No.122 2001.7.30
日曜日、参議院選挙の投票所での一こま・・・
選挙の楽しみの一つに、小学校が投票所という事があります。
コチサの管轄の投票所のルートはなかなか味わい深いものがあります。
先ず正門入場、下駄箱に囲まれた大きな玄関を経て、教室に平行する屋外廊下を歩きます。
そして体育館に誘導され、投票。
出口は体育館の裏口になり、そこは校庭を背にした裏庭です。
そして渡り廊下に導かれ、校庭に出て、そこで解放です。
校庭を縦断して、反対口の門から帰るも、正門に戻るも自由自在です。
屋外廊下から覗く教室の中は懐かしくて、黒板に書かれている日直さんの名前や、壁に貼られているお習字やお絵かきの作品は、何故か懐かしい安心や喜びを感じさせてくれます。
かつてコチサもお習字の作品が壁に張り出され、それを目に留めた校長先生が全国大会に応募して、全国子供お習字選手権で最優秀賞をとったものでした。(嘘1)
投票所の体育館では、舞台の袖に校歌の歌詞がパネルとして立てられ、反対側の袖には小さな表彰状が飾られていました。
かつて、全国子供柔道選手権で全階級を制覇して「讃岐の柔ちゃん」と呼ばれていたあの頃を思い出させてくれました。(嘘2)

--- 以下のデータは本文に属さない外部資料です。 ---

PR #238, opened 2021-10-14
Make NF zero-order model compatible with generic property model

adam-a-a:
## Summary/Motivation:
Unit models should be designed to be compatible for custom-made property models as well as the IDAES generic property model framework. Thus, a seawater ion property model based on the generic property framework was created, and the zero-order nanofiltration (NF-ZO) model was modified to be compatible with said property model.

## Changes proposed in this PR:
- made a seawater ion configuration file which is fed to the GenericParameterBlock
- modified the NF-ZO model to be compatible with the seawater_ion_generic (seawater composition using generic property framework)
- made tests for the new property model and modified NF ZO model

### Legal Acknowledgement

By contributing to this software project, I agree to the following terms and conditions for my contribution:

1. I agree my contributions are submitted under the license terms described in the LICENSE.txt file at the top level of this directory.
2. I represent I am authorized to make the contributions and grant the license. If my employer has rights to intellectual property that includes these contributions, I represent that I have received permission to make contributions and grant the required license on behalf of that employer.

PR #278, opened 2021-12-08
Adding outline of WT database class

andrewlee94:
## Fixes/Addresses:

This PR will add a database class for interacting with libraries of parameter data for zero-order models.

## Summary/Motivation:
The Database class will be used for automating to loading of zero-order parameters from yml data files and providing these to zero-order type unit models for setting parameter values.

-
-

### Legal Acknowledgement


andrewlee94:
This still needs an example of a parameter yml file to use for testing against, but the core functionality is hopefully here. This ended up being even easier than I first thought, and should actually provide a general use class that can be used for all parameter sets (default and case-study specific) that use a standard format.

watertap/core/wt_database.py
```diff
@@ -0,0 +1,111 @@
...
+import os
+import yaml
+
+
+class Database:
+    def __init__(self, dbpath=None):
+        self._cached_files = {}
+
+        if dbpath is None:
+            self._dbpath = os.path.join("watertap", "data", "techno_economic")
```
bknueven: I think `dbpath` should probably be private, like it is here, but not in the rest of the class.

watertap/core/wt_database.py
```diff
@@ -0,0 +1,111 @@
...
+        self._cached_files = {}
+
+    def _get_technology(self, technology):
+        if technology in self.cached_files:
+            # If data is already in cached files, return
+            return self.cached_files[technology]
+        else:
+            # Else load data from required file
+            try:
+                with open(technology+".yml", "r") as f:
```
bknueven: Will need something like `os.path.join(self._dbpath, technology+".yml")`

bknueven (commented):
I think the outline looks great. I found a few things that will be evident once it's used the first time.

avdudchenko (dismissed):
Looks good to me. I don't have indepth suggestions here.

watertap/core/wt_database.py
adam-a-a: So if I'm understanding @bknueven correctly (correct me if I'm wrong), he's suggesting that all instances of `self.dbpath` be changed to `self._dbpath`.

andrewlee94: Yes - I just missed the underscored when typing this up as I didn't have a data file to test against.

watertap/core/tests/test_wt_database.py
```diff
@@ -0,0 +1,156 @@
...
+        # Check data
+        for k, v in data.items():
+            if k == "recovery":
+                assert v == "overloaded_again"
+            elif k == "new_param":
+                assert v is True
+            elif k == "new_param_2":
+                assert v is False
+            else:
+                # All other entries should match defaults
```
adam-a-a, line 148: The test is fine, but do we want to keep parameters from default that aren't necessarily included in said subtype? In this example, what if `new_param` is not a relevant parameter in `subtype2`, for example, removal of a constituent which is not applicable to the subtype? 

I suppose one way to handle this would be to assign a NaN or something like that in the yaml file which would overload `new_param` under `subtype2`.

watertap/core/wt_database.py
```diff
@@ -0,0 +1,111 @@
...
+    def get_unit_operation_parameters(self, technology, subtype=None):
+        """
+        Method to retrieve parameters for a given technology by subtype.
+
+        Args:
+            technology - unit operation technology to look up and retrieve
+                         parameters for.
+            subtype - (optional) string or list-of-strings indicating specific
+                      sub-type of technology to return parameters for. If not
+                      provided, the default parameters are used instead.
```
adam-a-a, line 48: I commented on this above, but do we necessarily want the default parameters to be used instead?

adam-a-a: Two initial ways I see to do this are 
1) in the data file, include redundant keys under subtype which are assigned a value of NaN when data isn't relevant or available for that particular parameter
2) Add an optional argument which would allow either a) use of default parameters for missing parameters (as we have it now) or b) replace those missing parameters with NaNs (or remove them entirely?)

watertap/core/tests/test_wt_database.py
andrewlee94: Note that the unit model still gets to decide which parameters to use, so it doesn't matter if we return more parameters than it needs.

adam-a-a: In that case, I guess one would just need to be careful when loading those parameters into a unit model.

andrewlee94: I did this so that a subtype only needs to contain values for parameters that change, and to have a fall back in case something isn't there.

watertap/unit_models/zero_order/nanofiltration_zo.py
```diff
@@ -0,0 +1,73 @@
...
+    CONFIG = SITOBaseData.CONFIG()
+
+    def build(self):
+        self._has_deltaP_treated = True
+        self._has_deltaP_byproduct = True
+
+        super().build()
+
+        # Add electricity consumption to model
+        self.electricity = Var(self.flowsheet().time,
```
adam-a-a, line 42: Fairly subjective, but I'd rename to `electricity_consumption`

watertap/unit_models/zero_order/nanofiltration_zo.py
```diff
@@ -0,0 +1,73 @@
...
+                               units=pyunits.kW/pyunits.hour,
+                               doc="Electricity consumption of unit")
+        self.electricity_intensity = Var(
+            units=pyunits.kW/pyunits.m**3,
```
adam-a-a: This should be kWh/m**3

watertap/unit_models/zero_order/nanofiltration_zo.py
```diff
@@ -0,0 +1,73 @@
...
+
+    def build(self):
+        self._has_deltaP_treated = True
+        self._has_deltaP_byproduct = True
+
+        super().build()
+
+        # Add electricity consumption to model
+        self.electricity = Var(self.flowsheet().time,
+                               units=pyunits.kW/pyunits.hour,
```
adam-a-a: This _can_ be in kW to represent _power_ consumption or kWh to represent _energy_ consumption. If doing the latter, you could just multiply by hour in the constraint. However, kW/hour should not be used.

watertap/core/wt_database.py
bknueven: If the user just want to change one or two things, forcing them to specify every other parameter is cumbersome. This is a perhaps a bit more dangerous, but is still explicit. The current implementation is a pattern I've seen used by other tools: it can be cumbersome if you layer too many sub-types on top of each other, but that's an anti-pattern we guard against.

watertap/unit_models/zero_order/nanofiltration_zo.py
```diff
@@ -0,0 +1,71 @@
...
+from idaes.core import declare_process_block_class
+
+from watertap.core.zero_order_sito import SITOBaseData
+
+# Some more inforation about this module
+__author__ = "Andrew Lee"
+
+
+@declare_process_block_class("NanofiltrationZO")
+class NanofiltrationZOData(SITOBaseData):
```
adam-a-a: We do have a zero-order NF model in `unit_models` already but I'm not sure whether you intended to focus on an NF model based on the `SITOBaseData` class. Since we eventually want WT3/Proteus models to be compatible on flowsheets, it might be good to try this with the NF model that we have now (as an early first step).

watertap/unit_models/zero_order/tests/test_nanofiltration_zo.py
```diff
@@ -0,0 +1,162 @@
...
+        assert isinstance(model.fs.unit.deltaP_treated, Var)
+        assert isinstance(model.fs.unit.deltaP_byproduct, Var)
+
+        assert isinstance(model.fs.unit.electricity_consumption, Constraint)
+
+    @pytest.mark.component
+    def test_load_parameters(self, model):
+        data = model.db.get_unit_operation_parameters("nanofiltration")
+
+        model.fs.unit.load_parameters_from_database()
```
adam-a-a, line 68: This is more of a minor suggestion for a future PR, but I think it would be useful to have a method like `list_parameters_from_database` to be able to see what is going to be "loaded" and fixed within the unit model (even though one could probably just see what is inside `data` manually).

adam-a-a:
It looks like the tests are failing because the nanofiltration.yml file can't be found. Guessing that something might be going wrong with the `os.path.join`.

watertap/core/wt_database.py
bknueven:
```suggestion
            self._dbpath = os.path.join(os.path.dirname(os.path.abspath(__file__)),"..", "data", "techno_economic")
```
I think something like this needs to be the default, so the default `_dbpath` will get set correctly no matter where `watertap` happens to be installed. Note that `os.path.dirname(os.path.abspath(__file__))` should return `watertap/core`.

watertap/unit_models/zero_order/nanofiltration_zo.py
andrewlee94: The purpose where is to demonstrate the standard workflow for all models that will come from WT3, so it needs to use `SITOBaseData`. All things considered, I would suggest it would be better to look to see if the existing zero-order NF model could be replaced by this than the other way around.

adam-a-a: The two main variables that the existing zero-order NF model includes (that the SITOBase NF doesn't) are membrane area and membrane water (solvent) flux.

adam-a-a: @TimBartholomew might want to jump in and comment on anything else that the existing zero-order NF model includes that should be incorporated into the SITOBase NF model.

andrewlee94: Is membrane area used to determine performance, or estimated based on the flow of water to be treated? If it is the former, then that is becoming a predictive model (even if very simple) rather than what we are calling zero-order models here. If it is the later, then we can look at adding it but we would need an area/flow parameter or similar.

adam-a-a: So the volumetric water flux, which is the m3/s/m2 of membrane area, would be fixed, and then either the membrane area is fixed, or the volumetric recovery rate is fixed. Thus, I think this would fall under the latter case that you mentioned.

Another thing to note is the existing NF_ZO model was modified a little bit to be compatible with the generic property framework (tested with `seawater_ion_generic`). Before those modifications, the model did not work with the generic property framework as written. Just another consideration before we think about replacing the existing zero-order NF.

andrewlee94: The problem with the first point is it now means that the structure of the NF model would be different to all the other, and require a different parameter for recovery - not a show stopper but more things that need to be documented. Also, the current database on has the overall recovery parameter, not the recovery per unit area.

For the second, the new model should work for any property package that defines volumetric flow and mass based concentrations - perhaps not the most generic of properties but that is the documented foundation of the WT3 approach. If the ProteusLib zero-order NF model needed special handling then that implies you added something unusual to that model.

adam-a-a: The overall (volumetric) recovery is also in the Proteus 0-order NF model--it just has membrane water flux, a typical and often used variable, and area too. We can add those two vars to this NF model without altering recovery. All we'd do is additionally fix the membrane water flux after building. @kurbansitterley - do you think it'd be reasonable to augment the NF model like this?

On the second point, yes- I would say I did something unusual for the Proteus 0-order NF because the way it was written before, it could only handle mass flow basis, not mole, and it only detected solutes, not ions (if I am recalling correctly). If you want to have a quick look, check out PR #238 or you could look directly at the [NF_ZO file](https://github.com/adam-a-a/watertap/blob/c9c3cfee95244e719d94926c311ed00f582eee4a/watertap/unit_models/nanofiltration_ZO.py).

adam-a-a: With all that said, I think we could initially keep both versions until we make a decision on how to merge them. Ultimately, since we will eventually try to make WT3/Plib models interchangeable in flow sheets, WT3 models will need added functionality anyway, so merging capabilities of the two models makes sense (even though we'd be jumping the gun at this point).

watertap/unit_models/zero_order/tests/test_nanofiltration_zo.py
andrewlee94: This is a little trick, because as noted above we are not down-selecting the parameters we retrieve from the database (in the current API at least). I.e. when we do `load_parameters_from_database` we get removals for all components the database supports (we leave it to the specfic instance of the unit model to work out which parameters it actually cares about). So if we display the raw parameter data we would see lots of things we wouldn't actually use.

watertap/unit_models/zero_order/nanofiltration_zo.py
```diff
@@ -0,0 +1,74 @@
...
+        self.set_param_from_data(self.electricity_intensity, pdict)
+
+        for t, j in self.removal_mass_solute:
+            self.set_param_from_data(
+                self.removal_mass_solute[t, j],
+                pdict,
+                index=j,
+                use_default_removal=use_default_removal)
+
+        # TODO: Do not have parameters for these yet - need to add to datafile
```
bknueven: If we merge without addressing this, we should probably open an issue.

watertap/unit_models/zero_order/tests/test_nanofiltration_zo.py
adam-a-a: In that case, I think it would be useful to have a method where the user could instantly check which unit model parameters were fixed by the database and to what values. Technically, they could just display the model to see what is fixed along with associated values, but it would be nice to have something that explicitly shows a concise list of parameters affected by the database. So, nice to have, but something to keep in mind for a subsequent PR.

bknueven (dismissed):
Besides the open TODO, this looks great.

watertap/unit_models/zero_order/tests/test_nanofiltration_zo.py
andrewlee94: The problem with that is that each unit model would be different, so the unit model developer would need to create that method. Also, you have the issue of keeping things up to date - the values taken from the database may not be the values currently in the model as something might have changed them since. I think it would be far more valuable to show the current values of the parameters, rather than the values loaded from the database.

So, the next question is how to do that?

1. `model.display()` would show all the necessary information (and already exists), but it shows everything so the important information might get obscured.
2. We could add a method to the model which will display a redefined set of variables (basically the IDAES `model.report(0` method), but that would need additional effort from the model developer and would be limited to the pre-defined variables. If a user needed to specify other parameters for their case (e.g. they fixed an outlet concentration rather than a removal fraction), that might not show up. 

So maybe the answer is a combination of the above - the `report()` method for common cases, and a fall back to `display()` if you need more information.

watertap/unit_models/zero_order/nanofiltration_zo.py
andrewlee94: My first response is that we should get parameter values for this in the `.yml` file before merging this (as this is going to be the example that we use for doing all the subsequent units).

watertap/unit_models/zero_order/nanofiltration_zo.py
kurbansitterley: @adam-a-a I don't see anything wrong with this augmentation to the NF model, especially considering your comment on needing to add functionality to WT3 models.

watertap/unit_models/zero_order/tests/test_nanofiltration_zo.py
adam-a-a: My main thought was that upon calling `load_parameters_from_database`, the user should be able to immediately see what was fixed at that moment. If they change fixed values afterwards, that'd be up to them to check via `display()` or a `report()` method (which we'd have to add in). 

However, I think it would be good to add one more optional argument to `load_parameters_from_database` that passes to `set_param_from_data`. The optional arg would be boolean and would either (1) print out which parameters were fixed and to what values/units if true or (2) display nothing if false.

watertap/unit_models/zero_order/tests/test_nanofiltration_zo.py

投票が終わって、渡り廊下沿いに歩く裏庭には、生徒たちが実習用に使う花壇と、飼育係りが大切に育てているだろう鶏やウサギが・・・
かつて、通学路で熊に出会い、素手で仕留めて学校まで担いで来て、先生に誉められた記憶が甦ってきました。(嘘3)
校庭には、サッカーゴールとバスケットゴールが、お互いをけん制しあうように立っていました。
サッカー部とバスケット部で校庭争いをしてるのかな?
かつて、小学校2年生だったコチサが、体育の時間に何気なく放ったシュートに、
「ま、益田ぁ、お前、それダンクシュートって言うんだぞ。なんで身長100センチのお前がそんな事出来るんだ?」
と驚いた先生の顔が甦りました。(嘘4)
小学校は、夢が無限に膨らむパラダイスです。
一歩この門を出ると、夢はシャボン玉のように破裂してしまいます。
でも、この中にいる限り、夢はどこまでも果てしなく広がり、手を伸ばせばいつでも掴むことが出来る気がします。

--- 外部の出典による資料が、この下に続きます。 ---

PR #283, opened 2021-12-14
Aligned RO Initialization and Scaling

bknueven:
## Fixes/Addresses:
Working towards a "membrane base" class to generalize our RO models.

## Summary/Motivation:
We would like to further combine/generalize the 0D and 1D RO models. This PR attempts to unify, to the extent possible, the initialization and scaling between the two models. This will enable moving more functionality into the `_ReverseOsmosisBaseData` class in a subsequent PR. In light of #270, this PR also undoes some the changes to the NaCl property package and RO unit models introduced by #237.

- Mostly reset NaCl scaling to before #237
- Lower `pressure` bound in NaCl property package (when `pressure` is scaled, 1 bar gets "bound push-ed")
- Remove ~most~ constraint scaling from 0D & 1D models
- Remove "magic constants" from 0D & 1D scaling
- Unify variable ~and remaining constraint~ scaling in 0D & 1D RO models
- 1DRO initialization utilizes 0DRO initialization logic -- improves performance even though mapping isn't perfect

### Legal Acknowledgement


watertap/unit_models/reverse_osmosis_0D.py
```diff
@@ -890,154 +853,75 @@ def calculate_scaling_factors(self):
...
-            for ind, c in self.eq_friction_factor_darcy_io.items():
-                sf = iscale.get_scaling_factor(self.friction_factor_darcy_io[ind])
-                iscale.constraint_scaling_transform(c, sf/10.)
+            for (t, x), c in self.eq_velocity_io.items():
+                if x == 'in':
+                    prop_io = self.feed_side.properties_in[t]
+                elif x == 'out':
+                    prop_io = self.feed_side.properties_out[t]
+                sf = iscale.get_scaling_factor(prop_io.flow_vol_phase['Liq'])
+                iscale.constraint_scaling_transform(c, sf)
```
adam-a-a: I was under the impression that with the new solver, we generally wouldn't need to apply `constraint_scaling_transform`. Was the inclusion necessary, or did you keep the transforms in since they were already there?

bknueven: So for the time being it seems necessary. When I eliminate the calls to `constraint_scaling_transform` from the RO models I get two test failures in the full_treatment_train folder:
```
========================================================================= short test summary info =========================================================================
FAILED watertap/examples/flowsheets/full_treatment_train/analysis/tests/test_flowsheets.py::test_flowsheet_two_stage - RuntimeError: The solver failed to converge to an...
FAILED watertap/examples/flowsheets/full_treatment_train/analysis/tests/test_flowsheets.py::test_flowsheet_1DRO - RuntimeError: The solver failed to converge to an opti...
FAILED watertap/property_models/tests/test_NaCl_prop_pack.py::TestNaClProperty_idaes::test_initialize_failure - Failed: DID NOT RAISE <class 'idaes.core.util.exceptions...
FAILED watertap/property_models/tests/test_seawater_prop_pack.py::TestSeawaterProperty_idaes::test_initialize_failure - Failed: DID NOT RAISE <class 'idaes.core.util.ex...
========================================================== 4 failed, 531 passed, 8 skipped in 236.68s (0:03:56) ===========================================================
```

Interestingly, as an experiment I merged #285 into this branch locally, I did not see these failures (and I think the four I see are not of much concern):
```
========================================================================= short test summary info =========================================================================
FAILED watertap/examples/flowsheets/lsrro/tests/test_lsrro.py::TestLSRRO_2Stage::test_optimize - assert 0.00045104115267494333 == 0.000451048 ± 4.5e-09
FAILED watertap/property_models/tests/test_NaCl_prop_pack.py::TestNaClProperty_idaes::test_initialize_failure - Failed: DID NOT RAISE <class 'idaes.core.util.exceptions...
FAILED watertap/property_models/tests/test_seawater_prop_pack.py::TestSeawaterProperty_idaes::test_initialize_failure - Failed: DID NOT RAISE <class 'idaes.core.util.ex...
FAILED watertap/unit_models/zero_order/tests/test_nanofiltration_zo.py::TestNFZO_w_default_removal::test_report - AssertionError: assert '\n============================...
========================================================== 4 failed, 531 passed, 8 skipped in 219.25s (0:03:39) ===========================================================
```

Note that we still may need to transform *some* constraints, though ideally those can be kept to the property packages. The new solver should make this the exception rather than the rule, however. I also don't think I spent much time finding a minimal set of constraints that needed transforming on the RO side.

watertap/unit_models/tests/test_reverse_osmosis_0D.py
```diff
@@ -311,12 +311,7 @@ def test_calculate_scaling(self, RO_frame):
         # check that all variables have scaling factors
         unscaled_var_list = list(unscaled_variables_generator(m))
         assert len(unscaled_var_list) == 0
-        # check that all constraints have been scaled
-        unscaled_constraint_list = list(unscaled_constraints_generator(m))
```
adam-a-a, line 315: @bknueven since some constraints are still being scaled, should we include those in the test to verify that they are being scaled? That way, if changes are made later on, we'd have an additional layer of tracking which constraints typically benefit from scaling and which can be left alone. It might be more troublesome than worthwhile though. What do you think?

adam-a-a (dismissed):
Some minor comments but LGTM

watertap/unit_models/tests/test_reverse_osmosis_0D.py
bknueven: I guess I'm still open to being more selective on scaling the constraints. If #285 goes before this PR, scaling the constraints isn't strictly necessary (at least for the tests to pass).

adam-a-a (dismissed):
LGTM

watertap/property_models/NaCl_prop_pack.py
```diff
@@ -741,49 +741,34 @@ def calculate_scaling_factors(self):
...
-                v = getattr(self, v_str)
-                sf = iscale.get_scaling_factor(v, default=1, warning=True)
-                c = getattr(self, 'eq_' + v_str)
-                iscale.constraint_scaling_transform(c, sf)
+        if self.is_property_constructed('pressure_osm'):
+            sf = iscale.get_scaling_factor(self.pressure_osm, default=1, warning=True)
+            iscale.constraint_scaling_transform(self.eq_pressure_osm, sf)
+        if self.is_property_constructed('osm_coeff'):
+            sf = iscale.get_scaling_factor(self.mass_frac_phase_comp['Liq', 'NaCl'], default=1, warning=True)
+            iscale.constraint_scaling_transform(self.eq_osm_coeff, sf**1.25)
```
TimBartholomew: This looks really odd to me. The osmotic coefficient should really just have a scaling factor of 1, the value ranges from 0.8 to 1.3. It shouldn't be tied to the scaling factor of the mass fraction of NaCl, and it shouldn't be raised to a power of 1.25.

watertap/property_models/NaCl_prop_pack.py
```diff
@@ -741,49 +741,34 @@ def calculate_scaling_factors(self):
...
 
-        for v_str in ('dens_mass_phase', 'enth_mass_phase'):
-            if self.is_property_constructed(v_str):
-                v = getattr(self, v_str)
-                sf = iscale.get_scaling_factor(v['Liq'], default=1, warning=True)
-                c = getattr(self, 'eq_' + v_str)
-                iscale.constraint_scaling_transform(c, sf*10.)
+        if self.is_property_constructed('dens_mass_phase'):
+            sf = iscale.get_scaling_factor(self.mass_frac_phase_comp['Liq', 'NaCl'])
+            iscale.constraint_scaling_transform(self.eq_dens_mass_phase, sf/self.params.dens_mass_param['1'])
```
TimBartholomew: This looks odd to me. I'm not sure why the density is tied to the scaling factor for the NaCl mass fraction. It should just be `1/self.params.dens_mass_param['0']` (note the parameter is indexed by 0 rather than 1). 

Oh wait its easier than that, we have a default scaling factor being set for the dens_mass_phase variable. So the scaling factor can be:
sf = iscale.get_scaling_factor(self.dens_mass_phase['Liq'])

watertap/property_models/NaCl_prop_pack.py
```diff
@@ -741,49 +741,34 @@ def calculate_scaling_factors(self):
...
 
         # property relationship indexed by component
-        v_str_lst_comp = ['molality_comp']
-        for v_str in v_str_lst_comp:
```
TimBartholomew, line 772: I created these blocks to transform similar constraints to make it easier on the developer. I know in this case there is only one property that is indexed by component, but possibly in the future a developer might add another and it would be easier for them to just add to this list rather than create the 4 lines of code. It's not a big deal though and we can get rid of it, but that was my intention.

TimBartholomew (changes requested):

watertap/property_models/NaCl_prop_pack.py
TimBartholomew: Oh since this is a constraint, I think we can just get rid of this because a scaling factor of 1 should be fine.

TimBartholomew (dismissed):

adam-a-a (dismissed):

TimBartholomew (approved):

adam-a-a (approved):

だからいつも空想の世界は現実の世界と紙一重で、「嘘」という言葉は「夢」という言葉に置き換わっていました。
小学生に与えられた、期間限定の特権です。
つかの間の「あの時」を満喫したコチサは、校門を出る前に小さく深呼吸をして振り返ることなく外に歩き出しました。

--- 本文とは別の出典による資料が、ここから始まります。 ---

PR #282, opened 2021-12-10
Excise bound_push Part 1

bknueven:
## Addresses #243 
Part 2/3. Follow-up from #270.

## Summary/Motivation:
Removes `bound_push` Ipopt option from the codebase, *except* in the full_treatment_train directory.

## Changes proposed in this PR:
- Remove `bound_push` from unit model initialization and test
- Remove `bound_push` from example RO w/ ERD and LSRRO flowsheets

### Legal Acknowledgement

By contributing to this software project, I agree to the following terms and conditions for my contribution:

1. I agree my contributions are submitted under the license terms described in the LICENSE.txt file at the top level of this directory.
2. I represent I am authorized to make the contributions and grant the license. If my employer has rights to intellectual property that includes these contributions, I represent that I have received permission to make contributions and grant the required license on behalf of that employer.

PR #284, opened 2021-12-17
Updating the chemistry tests and docs

aladshaw3:
## Fixes/Addresses:

#258 & #272

Several files are touched in this PR. Most of this is changes to documentation or the removal of outdated/redundant examples.

## Summary/Motivation:

PR is to remove outdated tests and update some tests with FpcTP state vars. 

## Changes proposed in this PR:
- Removal of outdated/redundant tests
- Updating methods used in tests
- Updating documentation to reflect new chemistry scaling standards
- Cleaning up docs
- Removing multiple duplicate flowsheet examples under the chemistry folder

### Legal Acknowledgement

By contributing to this software project, I agree to the following terms and conditions for my contribution:

1. I agree my contributions are submitted under the license terms described in the LICENSE.txt file at the top level of this directory.
2. I represent I am authorized to make the contributions and grant the license. If my employer has rights to intellectual property that includes these contributions, I represent that I have received permission to make contributions and grant the required license on behalf of that employer.

PR #285, opened 2022-01-04
Excise bound push pt 2

### LINKED ISSUE #243: Resolve scaling and bounds push issues

bknueven:
## Fixes #243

ところで、そんな小学校での一日で、一つだけ気になった本当のこと。
受付の女性の愛想の良い挨拶と、奥に控える温厚そうな立会人の人たち笑顔に導かれて、楽しい気分で投票を終えようとしたコチサが目にした光景です。
おばあちゃん
「この、比例っていうのは、政党名を書けば良いのかい?」
受付の女性
「はい、そうです。政党名を書いて下さい」
えっ?
体育館は空いていました。
コチサとおばあちゃんと、もう一人の女性しか、投票に来ていた人はいませんでした。
おばあちゃんと受付の女性の会話は、体育館にいた誰にも聴こえていました。
選挙管理委員の人たちも・・・
その後ろに座っていた、立会人の人たちにも・・・
でも誰も何にも言いませんでした。
「今回は非拘束名簿方式という形をとっているので、候補者名か政党名どちらを書いてもいいんです。候補者名か政党名をお書きくださいね」
というのが正しい解答なのじゃないのかとコチサは思いました。
コチサも自信があれば、そこで何かを言ったと思いますが、実はあんまり自信がなかったので黙りこんでしまいました。
きっとおばあちゃんは、政党名を書いたと思います。
コチサは、何もいえなかった自分が少し悔しかったです。
「知らなければ聞けばいい」
そう思っているのですが、教えてくれた人が違うことを言っていたら自分にはどうしようもありません。
世界中のたくさんの事を知るのは不可能なことだとわかっていながら、もっと勉強しよう、もっと知識を吸収しよう、と思ってしまいました。
せっかくの小学校で、少しだけ気分が曇った出来事でした。